Exercise details — Nothing past the line containing "While doing this, I" belongs in the output. Copy exactly every line of the data below from the first up to and including it.

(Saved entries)
PR #5434, opened 2025-08-13
Cleanly define the co-moving origin and add moving window tests

ikbuibui:
- Redefined the co-moving origin to make it more simple and clear
- Added moving window tests

While doing this, I ran into a problem with including the param file in the dimensional tests. The following changes were also made
- fix the cmake to properly include the dimensional test param files
- use simDim instead of TEST_DIM in all dimensional tests
- use target_include_directories instead of include_directories


include/picongpu/simulation/control/MovingWindow.hpp
```diff
@@ -275,12 +277,26 @@ namespace picongpu
...
+            endSlidingOnStep = 0u;
+            computedConstants.reset();
+            firstCallEndSlideOnStep = true;
         }
 
         /**
          * Set step where the simulation stops the moving window
          *
          * @param step 0 means no sliding window, else sliding is enabled until step is reached.
+         * Negative numbers are the way to use this if if don't want the sliding to end (practically) -1 sets it to the
```
chillenzer:
```suggestion
         * Negative numbers are the way to use this if don't want the sliding to end (practically) -1 sets it to the
```

share/picongpu/unit/dimensional_tests/MovingWindow.cpp
chillenzer, line 1: :tada: Tests!

share/picongpu/unit/dimensional_tests/MovingWindow.cpp
```diff
@@ -0,0 +1,209 @@
...
+#include <catch2/catch_test_macros.hpp>
+#include <catch2/generators/catch_generators.hpp>
+#include <picongpu/defines.hpp>
+#include <picongpu/simulation/control/MovingWindow.hpp>
+
+using namespace picongpu;
+
+//! Helper to setup the PMacc environment
+using TestFixture = pmacc::test::PMaccFixture<simDim>;
+static TestFixture pmaccFixture;
```
chillenzer: Not just this?
```suggestion
static pmacc::test::PMaccFixture<simDim> pmaccFixture;
```

share/picongpu/unit/dimensional_tests/MovingWindow.cpp
```diff
@@ -0,0 +1,209 @@
...
+    MovingWindowTestFixture() : window(MovingWindow::getInstance())
+    {
+        window.resetForTesting();
+    }
+
+    ~MovingWindowTestFixture()
+    {
+        window.resetForTesting();
+    }
+};
```
chillenzer, line 50: That is a clear symptom of badly testable design: There's nothing about a moving window that needs to be a singleton. We should split the implementation of the moving window into a class providing the functionality that you can easily just instantiate and a form of storage that can happily still be a singleton. Might be beyond the scope of this PR though, I'm aware of that.

share/picongpu/unit/dimensional_tests/MovingWindow.cpp
```diff
@@ -0,0 +1,209 @@
...
+
+TEST_CASE("unit::MovingWindow_origin", "[movingWindow test]")
+{
+    MovingWindowTestFixture fixture;
+    auto& movingWindow = fixture.window;
+
+    pmaccFixture.initGrids(
+        pmacc::DataSpace<3>{500, 1000, 500}.shrink<simDim>(),
+        pmacc::DataSpace<3>{100, 100, 100}.shrink<simDim>(),
+        pmacc::DataSpace<3>{0, 0, 0}.shrink<simDim>());
```
chillenzer: Could we use all different numbers here? It's a bit of mental exercise, I'm aware, but it
1) exhibits bugs that might be hidden due to accidental equality
2) makes it easier to identify the problem in case there's a failure.

Of course, argument (1) works in reverse as well, so the best would be to use a Catch2 generator expression to generate tests with equal and different arguments and make the whole independent of the precise values.

share/picongpu/unit/dimensional_tests/MovingWindow.cpp
```diff
@@ -0,0 +1,209 @@
...
+
+    auto const globalWindowSizeInMoveDirection = 900;
+
+    auto const c = static_cast<float_64>(sim.pic.getSpeedOfLight());
+    auto const dt = static_cast<float_64>(sim.pic.getDt());
+    // should both be 1 for correctness of the tests
+    assert(c == 1. && dt == 1.);
```
chillenzer:
```suggestion
    REQUIRE(c == 1.);
    REQURE(dt == 1.);
```

share/picongpu/unit/dimensional_tests/MovingWindow.cpp
```diff
@@ -0,0 +1,209 @@
...
+
+    auto const cellSize = sim.pic.getCellSize();
+
+    constexpr auto moveDirection = MovingWindow::moveDirection;
+    auto const cellSizeInMoveDirection = static_cast<float_64>(cellSize[moveDirection]);
+    auto const cellsPerStep = 1. / cellSizeInMoveDirection;
```
chillenzer: I would probably factor out this whole initialisation into an own function. The reader quickly skimming this to find out about a particular behaviour doesn't need to bother how precisely `cellsPerStep` was computed. In fact, they don't even need to see `c` and `dt` at all.
```suggestion
    auto [globalWindowSizeInMoveDirection, ...] = init();
```

share/picongpu/unit/dimensional_tests/MovingWindow.cpp
```diff
@@ -0,0 +1,209 @@
...
+
+    SECTION("Window disabled")
+    {
+        movingWindow.setEndSlideOnStep(0);
+        REQUIRE_FALSE(movingWindow.isEnabled());
+
+        auto origin = movingWindow.getMovingWindowOriginPositionCells(100);
```
chillenzer: Don't use magic numbers...
```suggestion
        auto origin = movingWindow.getMovingWindowOriginPositionCells(arbitrary_step);
```

share/picongpu/unit/dimensional_tests/MovingWindow.cpp
```diff
@@ -0,0 +1,209 @@
...
+
+        // Calculate firstMoveStep again for the given movePoint.
+        auto const virtualParticleInitialStartCell = static_cast<uint32_t>(
+            std::ceil(static_cast<float_64>(globalWindowSizeInMoveDirection) * (1.0 - movePoint)));
+
+        auto const wayToFirstMove
+            = static_cast<float_64>(globalWindowSizeInMoveDirection - virtualParticleInitialStartCell)
+              * cellSizeInMoveDirection;
+
+        auto const firstMoveStep = static_cast<int32_t>(std::ceil(wayToFirstMove / 1.)) - 1;
```
chillenzer: Did you know that you can nest `SECTION`s? Catch2 will generate a tree of sections and subsections and every leave of that tree will define a separate run in which all other branches are skipped. That would significantly reduce code duplication here. Roughly:

```C++
SECTION("Window is enabled") {
    float_64 const movePoint = 0.5;
    // ...
    
    SECTION("but not yet moving.") {
        // ...
        auto const origin = movingWindow.getMovingWindowOriginPositionCells(firstMoveStep - 1);
        // ...
    }
    
    SECTION("and moving.") {
        // ...
        auto const origin = movingWindow.getMovingWindowOriginPositionCells(firstMoveStep + 1);
        // ...
    }
}
```
will generate (functionally) the same code that you wrote with duplication.

Btw. do you have a test precisely at the `firstMoveStep`? What weird edge cases can we run into there?

share/picongpu/unit/dimensional_tests/MovingWindow.cpp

Result of this task —
PR #5434, opened 2025-08-13
Cleanly define the co-moving origin and add moving window tests

ikbuibui:
- Redefined the co-moving origin to make it more simple and clear
- Added moving window tests

While doing this, I ran into a problem with including the param file in the dimensional tests. The following changes were also made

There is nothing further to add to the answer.